Technology
How Korean electronics giant LG is changing its dress code to compete with Silicon Valley
- Korean electronics giant LG is opening artificial intelligence labs around the world, including Toronto and California.
- LG CTO I.P. Park said the company is quickly changing to compete in a global technology market.
- One example of changes at the Korean giant? Employees don’t have to wear a tie anymore.
Lots of the world’s best software comes out of Silicon Valley’s legendary relaxed offices: Think Google’s campus with beanbag chairs, free snacks, and engineers loafing in hoodies.
This isn’t how big Korean technology companies typically operate, but to compete with software giants in the United States, they’re starting to loosen their ties — literally.
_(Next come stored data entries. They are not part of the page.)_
PR #128, opened 2017-08-22
add haxpy

amcamd:
Add 16 bit or half precision haxpy function to rocBLAS. 

if (1==incx)&&(1==incy) 128 bit or half8 load-store and 32 bit or half2 arithmetic are used.

if (1!=incx)||(1!=incy) low performance 16 bit or __fp16 load-store and arithmetic are used.

### DIFF
--- a/README.md
+++ b/README.md
@@ -44,14 +44,17 @@ Unfortunately, googletest and lapack are not as easy to install.  Many distros d
 #### (optional, one time only)
 1.  `mkdir -p [ROCBLAS_BUILD_DIR]/release/deps`
 2.  `cd [ROCBLAS_BUILD_DIR]/release/deps`
-3.  `cmake [ROCBLAS_SOURCE]/deps`
-4.  `make -j$(nproc) install`
+3.  `cmake -DBUILD_BOOST=OFF [ROCBLAS_SOURCE]/deps`
+4.  `sudo make -j$(nproc) install`
 
 Once dependencies are available on the system, it is possible to configure the clients to build.  This requires a few extra cmake flags to the library cmake configure script:
 * `CXX=/opt/rocm/bin/hcc cmake -DCMAKE_INSTALL_PREFIX=package -DBUILD_CLIENTS=ON -DBUILD_CLIENTS_TESTS=ON -DBUILD_CLIENTS_BENCHMARKS=ON [ROCBLAS_SOURCE]`
 
 If the dependencies are not installed into system defaults (like /usr/local ), you can optionally pass the CMAKE_PREFIX_PATH to cmake to help find them.
 * `-DCMAKE_PREFIX_PATH="<semicolon separated install list>"`
+
+Build with
+'make -j$(nproc)'
 
 ## Migrating libraries to ROCm from OpenCL
 [clBLAS][] demonstrated significant performance benefits of data parallel (GPU) computation when applied to solving dense
--- a/clients/common/cblas_interface.cpp
+++ b/clients/common/cblas_interface.cpp
@@ -5,6 +5,7 @@
 
 
 #include <typeinfo>
+#include <memory>
 #include "rocblas.h"
 #include "cblas_interface.h"
 #include "cblas.h"
@@ -108,6 +109,32 @@ extern "C" {
     }
 
     //axpy
+    template<>
+    void cblas_axpy<rocblas_half>( rocblas_int n,
+                            rocblas_half alpha,
+                            rocblas_half *x, rocblas_int incx,
+                            rocblas_half *y, rocblas_int incy)
+    {
+        rocblas_int abs_incx = incx >=0 ? incx : -incx;
+        rocblas_int abs_incy = incy >=0 ? incy : -incy;
+        float alpha_float = static_cast<float>(alpha);
+        std::unique_ptr<float []> x_float(new float[n*abs_incx]());
+        std::unique_ptr<float []> y_float(new float[n*abs_incy]());
+        for (int i = 0; i < n; i++)
+        {
+            x_float[i*abs_incx] = static_cast<float>(x[i*abs_incx]);
+            y_float[i*abs_incy] = static_cast<float>(y[i*abs_incy]);
+        }
+
+        cblas_saxpy(n, alpha_float, x_float.get(), incx, y_float.get(), incy);
+
+        for (int i = 0; i < n; i++)
+        {
+            x[i*abs_incx] = static_cast<rocblas_half>(x_float[i*abs_incx]);
+            y[i*abs_incy] = static_cast<rocblas_half>(y_float[i*abs_incy]);
+        }
+    }
+
     template<>
     void cblas_axpy<float>( rocblas_int n,
                             float alpha,
--- a/clients/include/testing_axpy.hpp
+++ b/clients/include/testing_axpy.hpp
@@ -17,6 +17,15 @@
 
 using namespace std;
 
+#define CLEANUP()                                                  \
+do {                                                               \
+        if (dx)           CHECK_HIP_ERROR(hipFree(dx));            \
+        if (dy)           CHECK_HIP_ERROR(hipFree(dy));            \
+        if (dy_devptr)    CHECK_HIP_ERROR(hipFree(dy_devptr));     \
+        if (alpha_devptr) CHECK_HIP_ERROR(hipFree(alpha_devptr));  \
+        rocblas_destroy_handle(handle);                            \
+} while (0)
+
 /* ============================================================================================ */
 template<typename T>
 void testing_axpy_bad_arg()
@@ -33,8 +42,9 @@ void testing_axpy_bad_arg()
     status = rocblas_create_handle(&handle);
     verify_rocblas_status_success(status,"ERROR: rocblas_create_handle");
 
-    if(status != rocblas_status_success) {
-        rocblas_destroy_handle(handle);
+    if(status != rocblas_status_success) 
+    {
+        rocblas_destroy_handle(handle);                            \
         return;
     }
 
@@ -67,7 +77,7 @@ void testing_axpy_bad_arg()
                     dx_null, incx,
                     dy, incy);
 
-        verify_rocblas_status_invalid_pointer(status,"Error: x, y, is nullptr");
+        verify_rocblas_status_invalid_pointer(status,"Error: x is nullptr");
     }
     // testing for (nullptr == dy)
     {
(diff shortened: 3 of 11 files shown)


README.md
```diff
@@ -44,15 +44,18 @@ Unfortunately, googletest and lapack are not as easy to install.  Many distros d
 #### (optional, one time only)
 1.  `mkdir -p [ROCBLAS_BUILD_DIR]/release/deps`
 2.  `cd [ROCBLAS_BUILD_DIR]/release/deps`
-3.  `cmake [ROCBLAS_SOURCE]/deps`
-4.  `make -j$(nproc) install`
+3.  `cmake -DBUILD_BOOST=OFF [ROCBLAS_SOURCE]/deps`
```
kknox: I know that our jenkinsfile doesn't build boost because it installs boost from apt, but I don't want to give advice to users NOT to build boost.  I default it on because it should be safe to build boost no matter if they need it or not.  The only penalty is that they are using extra hard drive space.

clients/common/cblas_interface.cpp
```diff
@@ -109,6 +110,32 @@ extern "C" {
...
     template<>
+    void cblas_axpy<rocblas_half>( rocblas_int n,
+                            rocblas_half alpha,
+                            rocblas_half *x, rocblas_int incx,
+                            rocblas_half *y, rocblas_int incy)
+    {
+        rocblas_int abs_incx = incx >=0 ? incx : -incx;
+        rocblas_int abs_incy = incy >=0 ? incy : -incy;
+        float alpha_float = static_cast<float>(alpha);
+        std::unique_ptr<float []> x_float(new float[n*abs_incx]());
```
kknox: Using a std::unique_ptr<> for an array is fine, but I bet it would be easier to declare and you get array notation if you use std::array<>

kknox: it looks like you are not packing your temp buffer.  You copy/cast the sparse half array into a half float array; is there any reason why you wouldn't pack the array while you are copying?

clients/include/testing_axpy.hpp
```diff
@@ -17,6 +17,15 @@
 
 using namespace std;
 
+#define CLEANUP()                                                  \
```
kknox: Code like this would benefit from the application of std::unique_ptr<>.  Then the CLEANUP macro goes away, and you don't have to worry about calling CLEANUP right before every return.

kknox: You can specialize std::unique_ptr<> with a custom deleter, to call hipFree.  You can google that for syntax.

clients/include/testing_axpy.hpp
```diff
@@ -102,21 +112,20 @@ void testing_axpy_bad_arg()
...
+    T *dx = NULL, *dy = NULL, *dy_devptr = NULL, *alpha_devptr = NULL;
 
     rocblas_handle handle;
     rocblas_status status;
     status = rocblas_create_handle(&handle);
     verify_rocblas_status_success(status,"ERROR: rocblas_create_handle");
 
     if(status != rocblas_status_success) {
-        rocblas_destroy_handle(handle);
+        CLEANUP();
```
kknox: Syntax like this could dissappear with std::unique_ptr.  See comments above.

library/include/rocblas-types.h
```diff
@@ -28,8 +28,11 @@ typedef int32_t rocblas_int;
 typedef float2  rocblas_float_complex;
 typedef double2 rocblas_double_complex;
 // half type TODO put name of half here
-typedef float    rocblas_half;
+typedef __fp16   rocblas_half;
 typedef float2   rocblas_half_complex;
+// half vectors
+typedef __fp16 half8 __attribute__((ext_vector_type(8)));
+typedef __fp16 half2 __attribute__((ext_vector_type(2)));
```
kknox: Half2 comes from hip_fp16.h, this is duplicate.

kknox: I'm considering if we need to put compiler guards in our header file, as some compilers might not know what a __fp16 is.  hip_fp16 does this.

library/src/blas1/rocblas_axpy.cpp
```diff
@@ -3,13 +3,11 @@
...
  * ************************************************************************ */
 #include <hip/hip_runtime.h>
-
- 
-
 #include "rocblas.h"
- 
 #include "definitions.h"
 
+extern "C" half2 __v_pk_fma_f16(half2, half2, half2) __asm("llvm.fma.v2f16");
```
kknox: Should this be promoted to a HIP header?

library/src/blas1/rocblas_axpy.cpp
```diff
@@ -135,33 +248,150 @@ rocblas_axpy_template(rocblas_handle handle,
...
     dim3 threads(NB_X, 1, 1);
 
     hipStream_t rocblas_stream;
     RETURN_IF_ROCBLAS_ERROR(rocblas_get_stream(handle, &rocblas_stream));
 
-    if( rocblas_pointer_to_mode((void*)alpha) == rocblas_pointer_mode_device ){
-        hipLaunchKernel(HIP_KERNEL_NAME(axpy_kernel_device_scalar), dim3(blocks), dim3(threads), 0, rocblas_stream, n, alpha, x, incx, y, incy);
+    if (rocblas_pointer_mode_device == rocblas_pointer_to_mode((void*)alpha))
+    {
+        hipLaunchKernel(HIP_KERNEL_NAME(axpy_kernel_device_scalar),
```
kknox: I think we are supposed to start using the newew API: [hipModuleLaunchKernel ](https://github.com/ROCm-Developer-Tools/HIP/blob/9f4ea9255cb44af249d156204b60b6a7fa206143/docs/markdown/hip_porting_driver_api.md#using-hipmodulelaunchkernel)

Lets stop adding more of the deprecated hipLaunchKernel.  This comment applies to the rest of the file

README.md
amcamd: I found that if you build Boost the build will fail. If you run the given command 
sudo apt install libboost-program-options-dev
and then build with -DBUILD_BOOST=OFF it will build correctly. This is what is done in the Jenkinsfile

clients/include/testing_axpy.hpp
amcamd: We could change this throughout the test code. It would require changing many other files, and i would likely be best to do it in a separate pull request.

clients/include/testing_axpy.hpp
amcamd: See reply above, this will require a change throughout the test code, and it should likely be in a separate pull request.

library/src/blas1/rocblas_axpy.cpp
adityaatluri: HIP half2 is a mess. It is better this way.

library/include/rocblas-types.h
adityaatluri: I recommend not including hip_fp16.h at all in rocblas as of now. HIP half2 will not generate vector code.

clients/common/cblas_interface.cpp
amcamd: std::array would allow for array notation for x_float (and y_float), but we are already using i*abs_incx for x, so we use the same indexing on the LHS and RHS of the equation.

We could pack the temp buffer, but it may be simpler to have the same incx and incy parameters in cblas_axpy as in cblas_saxpy.

README.md
kknox: OK, then I need to debug the boost build; hopefully that's easy, it used to work.  I only do this in the jenkinsfile to save build time in our CI

clients/common/cblas_interface.cpp
kknox: I think its worth the effort to pack the temp buffers; you can create terrible performance edge cases with sparse vectors.  The increase in complexity would be worthwhile to me.

clients/include/testing_axpy.hpp
kknox: A different PR could handle cleaning up the rest of the codebase.  For this PR, you could define the unique_ptr< hipmemory* > and not create more code to clean up later.

library/src/blas1/rocblas_axpy.cpp
kknox: ok

clients/common/cblas_interface.cpp
amcamd: In separate discussion agreed that this can stay as it is test code, not library code.

pfultz2: `std::array<>` requires the size to be known at compile-time. For runtime sizes a `std::vector` can be used, such as:

```cpp
std::vector<float> x_float(n*abs_incx);
```

But this will store the size in `std::vector`, so it takes extra space than the `unique_ptr`. Most of the time, its not a problem.

library/src/blas1/rocblas_axpy.cpp
b-sumner: It is not better this way!  Why don't we fix HiP instead of this ugly workaround.  Please do not add this.

library/include/rocblas-types.h
b-sumner: Then we should fix HiP instead of adding this to the library.  We do not want developers looking at this code and copying this in their own code.

library/src/blas1/rocblas_axpy.cpp
b-sumner: Just to add here too:  We do not want developers seeing this ugliness and copying it into their own code.

library/src/include/definitions.h
```diff
@@ -14,6 +14,18 @@
  * thereby it can include top-level definitions included by all
  ******************************************************************************/
 
+// half vectors
+typedef __fp16 half8 __attribute__((ext_vector_type(8)));
+typedef __fp16 half2 __attribute__((ext_vector_type(2)));
+extern "C" half2 __v_pk_fma_f16(half2, half2, half2) __asm("llvm.fma.v2f16");
```
b-sumner: There's no need to call the function __v_pk_fma_f16, although the final result is likely the v_pk_fma_f16 ISA instruction.  I'd suggest calling it llvm_fma_v2f16 since what is really being requested is the LLVM fma intrinsic on type v2f16 == half2.

adityaatluri: Does it matter to change the name? Using __v_pk_fma_f16 is better readable as it says it is an intrinsic and it generates v_pk_fma_f16 isa.

b-sumner: It *may* generate that ISA.  But the specific request is for the LLVM intrinsic.  This change is an improvement.

library/src/blas1/rocblas_axpy.cpp
amcamd: Will refactor in a separate pull request to use new API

“Headquarters has got some Korean culture, some global Western culture. It’s changing — we’re adapting to the global standard as we speak. We’re changing very fast,” LG Electronics President and CTO I.P. Park said in an interview with Business Insider earlier this week. “I’m dressed sort of semi-casual. When I go to my CTO organization in Korea, we wear casual 100%.”
“We don’t wear ties anymore. Even if I go to the LG Electronics headquarters office, we don’t wear ties, which means that our culture is evolving very fast,” he continued.
Park is leading the charge to put more emphasis on R&D and software. He’s been overseeing an expansion of LG’s artificial intelligence labs in countries around the world. Earlier this week, LG announced a five-year partnership with the University of Toronto to establish a Canadian AI lab focused on algorithms.
Park says that machine learning is the key for LG going forward, and he expects it to touch everything that LG does, from smartphones to TVs to washing machines.
LG has set up several AI labs, including locations in Santa Clara, California, South Korea, India, and Russia. LG also opened a huge new campus in Seoul, called the LG Science Park, earlier this year.
If you’re a young engineer and you want to try to work for LG, Park recommends to learn broadly.
“I were to say a few words to younger guys I would tell them to learn as much as possible about everything instead of just focusing on one thing,” Park said. “You need to know technology, you need to know finance, you need to know business, you need to know marketing.”
And if you do snag a job at LG headquarters, you might not need your own tie anymore.
“If you were to visit LG five years ago, everyone was wearing ties. Meeting culture and everything was much more traditional. Now things are moving very fast because we need to adopt fast-changing innovative technology globally. You’ll see the best of both worlds, traditional Korean, and Western,” Park said.